I have noticed a lot of queries of SproutSearch's main database table are getting slow as SproutSearch passes 8 million indexed blogs. I finally decided to do something about it after trying to add alter this table. I attempted to add a column that keeps track of the date and time of each blog's most recent post. The alter table command ran for at least 8 hours, and then MySQL either crashed or the admins killed my process. I attempted this a second time without making a new index, which also failed.
I figured I would just create a new table with the extra column and write a program to slowly copy everything over. The first version of this PHP program queried 10,000 rows of data from the old table and inserted them one by one into the new table. I set up a cron job to run this every 10 minutes. Once the new table started getting big, the cron jobs were overlapping, some records were not copied, and copy processes started backing up.
It dawned on me that I'd better learn something about MySQL optimization. I read some online articles and decided to try using mysqli_multi_query to copy the records. That would reduce the network overhead. The program ran several times faster but I wanted to look into other methods. I tried using prepared statements, which wasn't much better.
I found this excellent article (
http://www.informit.com/articles/article.asp?p=377652&seqNum=4&rl=1) which said if I use the insert format like:
insert into table (column1, column2) values(val1, val2), (val1, val2)...

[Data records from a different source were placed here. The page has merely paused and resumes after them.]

PR #1227, opened 2026-09-06
Record the OAuth grant and age the refresh token everywhere the pool is inspected (v6.0.26)

askalf:
## What

Anthropic expires the refresh-token family about **28 days after the original OAuth grant**, rotation or not. A seat that refreshed every 8h for four weeks still died with `invalid_grant "Refresh token expired"` 28d 10h after its grant (2026-09-05), and every request on it failed over silently. The token is opaque and the token endpoint carries no refresh expiry, so the calendar is the only signal — and dario never kept it.

This PR makes dario keep it:

- `grantedAt` written by every grant path (auto/manual `login`, `accounts add`, admin `/login/complete`, login back-fill), preserved across refresh, the login↔credentials mirror, and pool reconcile.
- `src/refresh-grant.ts`: pure ageing (`ok` / `warn` ≥21d / `urgent` ≥26d / `unknown`, wall at 28d), thresholds env-tunable and order-clamped.
- Surfaces: `dario accounts list` (grant line per seat), `dario doctor` (new `Refresh grant` row: warn/fail/info), `GET /accounts` and `GET /admin/accounts` (per-seat fields), `/health` for trusted callers (`refreshGrant` summary, never on the public surface).
- Proxy warns on stderr + OS notification when a seat crosses warn/urgent, once per level, daily while it persists.
- Docs: `docs/multi-account-pool.md` new section, `docs/recovery.md` cause note.

## Trade-offs and unknowns

- **One data point for the 28-day wall.** The defaults are conservative around it (warn at 21, urgent at 26). If a different lifetime is observed, the env knobs move the thresholds without a release.
- **Existing seats show `unknown`** until re-granted. This is honest: their grant date was never recorded. `worstGrantLevel` ranks unknown between ok and warn so an all-unknown pool is an info row, not a page.
- **Keychain imports never get a grant date** — Claude Code does not record it.
- The `/health` field is additive and internal-only; public `/health` is unchanged.

## Tests

- New `test/refresh-grant.mjs` (34 checks): thresholds/env/clamping, level boundaries at 20.99/21/26/past-wall, unknown inputs, worst-level ranking, describe strings, and the doctor row (ok/info/warn/fail, both seats listed, fix text only when needed).
- `test/health-response.mjs`: `refreshGrant` passes through internally and never leaks publicly.
- Full suite: 170/170.

Release: version bumped to 6.0.26 in this PR per RELEASING.md.


sprayberry-redline (approved):

I reviewed the complete 16-file, 346-addition diff at live head `ed55101560ded1dc85ecd5666f6945fe3d9c771a`. I checked the grant timestamp at each OAuth entry point, preservation through both refresh paths and the login/credentials/pool mirrors, threshold ordering and boundary behavior, aggregation across seats, trusted-versus-public health serialization, operator warning cadence, and the new doctor/API/CLI surfaces. The timestamp remains tied to the original grant rather than token rotation, and unknown legacy/keychain credentials are handled consistently.

**What's good:** The ageing policy is centralized in a small pure module, the public health response continues to omit internal account metadata, and the focused boundary/unknown/doctor tests cover the key behavioral contracts. The PR's CI rollup is green across tests, builds, compatibility, CodeQL, and integration checks.

sprayberry-secondread (commented):

**Verdict:** No blocking issues found — this reads well and the grant-age plumbing is threaded through every code path I traced.

**What I checked:** the full diff (346/-4, 16 files) — `src/refresh-grant.ts` (new, the pure ageing/threshold/level logic), every write site of `grantedAt` (`src/oauth.ts`, `src/accounts.ts`, `src/pool.ts`, `src/proxy.ts`), the two new surfaces (`GET /accounts`, `GET /admin/accounts`, `dario accounts list`, `dario doctor`), the `/health` internal-only gating in `src/health-response.ts`, and both new/changed test files. I also cloned the branch to read call sites not shown in the diff context (`pool.updateTokens`, `doRefreshAccountToken`, `refreshAccountToken`'s retry loop) to confirm `grantedAt` survives every refresh path, not just the ones the diff hunks show directly.

**Correctness — the thing I specifically tried to break and couldn't:**
- `pool.updateTokens()` (`src/pool.ts:672`) does *not* take a `grantedAt` param and is called from both the startup self-heal and background-refresh loops in `proxy.ts` (lines ~1745, ~1790) without one. At first glance this looks like the grant date silently drops on every background refresh. It doesn't: `updateTokens` only mutates the in-memory `PoolAccount`, whose `grantedAt` field is untouched by the omission (it's simply not overwritten), and the *durable* copy is preserved by `doRefreshAccountToken` (`src/accounts.ts:306-311`, `...creds` spread keeps `grantedAt`) and `oauth.ts`'s `doRefreshTokens` (line 982, `grantedAt: oauth.grantedAt`). So the in-memory pool's `grantedAt` stays whatever it was seeded with at `pool.add()`/reconcile time, and disk stays correct — confirmed this isn't a bug, not flagging it.
- `worstGrantLevel` ranking `unknown` between `ok` and `warn` (`src/refresh-grant.ts:88-93`) is exercised by both the pure unit tests and `checkRefreshGrant`'s "one unstamped seat → info" case in `test/refresh-grant.mjs` — matches the documented intent (an all-unknown pool shouldn't page).
- Threshold clamping (`grantThresholds`, `src/refresh-grant.ts:59-64`) correctly order-clamps warn ≤ urgent ≤ lifetime even under a misconfigured env (e.g. warn=40/urgent=35 both collapse to lifetime=28), preventing a seat from skipping a level — covered by the "inv" test case.
- `/health` internal-only gating: `refreshGrant` is spread only inside the `includeInternal` branch (`src/health-response.ts:287`) and the two new `test/health-response.mjs` checks explicitly assert it never leaks on the public surface — correct and tested.

**Minor (non-blocking):**
- The `describeGrantAge` switch (`src/refresh-grant.ts:99`) has no `default`/`case 'unknown'` arm inside the switch itself (unknown is handled by the early return above), which is fine functionally but relies on TypeScript's exhaustiveness check over the narrowed `'ok'|'warn'|'urgent'` union to catch a future level addition — worth being aware of if a new level is ever added without updating this function, but not something to change now.

**What's good:** the module doc in `src/refresh-grant.ts` states the real production incident (28d10h, single data point) and why the defaults are conservative around it; the env-tunability is clamped defensively; and the test suite exercises boundary days (20.99/21/26/past-wall) plus clock-skew (`grantedAt` in the future → `ok`, not a crash) — exactly the edge cases I'd have gone looking for.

MySQL wouldn't have to flush the index after every insert. I made my program create a giant insert statement in this format. I tried it out and it only took a few seconds when the new table was empty. I modified the program to run 10 batches of 10,000 records, which would take a few minutes. This program has been running for a few days, and all my data is finally in the new table.
I am still having problems with the table being locked during lengthy select statements. It causes certain pages to hang for a long time. I am now copying all the data from a MYISAM table to a INNODB table because it has row level locking.